◆ Try it: Return every line of the records that includes the string "ShawkyZ".

◆ Available data:
────

PR #974, opened 2025-08-21
fix: use whoami wf to check auth status

ShawkyZ:
### Description

### Checklist

### DIFF
--- a/mcp_extension/snyk_tools.json
+++ b/mcp_extension/snyk_tools.json
@@ -630,19 +630,19 @@
     },
     {
       "name": "snyk_send_feedback",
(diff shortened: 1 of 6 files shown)


mcp_extension/snyk_tools.json
```diff
@@ -12,7 +12,7 @@
...
+      "description": "Before invoking this tool, snyk_auth_status should be called to check if authentication is needed. WE NEED TO USE THE ABSOLUTE PATH IN THE PATH ARGUMENT. Analyzes projects for open-source vulnerabilities and license compliance issues by inspecting manifest files (e.g., package.json, pom.xml, requirements.txt) to understand dependencies and then queries the Snyk vulnerability database. \nWhen to use: During local development by developers on their workstations before committing changes for immediate feedback. \nHow to use: Test locally: run tool with at least the path parameter. \nPrerequisites: Project's package manager (e.g., Gradle, Maven, npm) must be installed for accurate dependency resolution.",
```
bastiandoetsch, line 15: why the change? I think the exit codes help?!

ShawkyZ: we don't expose exit code anymore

────

◆ Response box:
ShawkyZ:
ShawkyZ: we don't expose exit code anymore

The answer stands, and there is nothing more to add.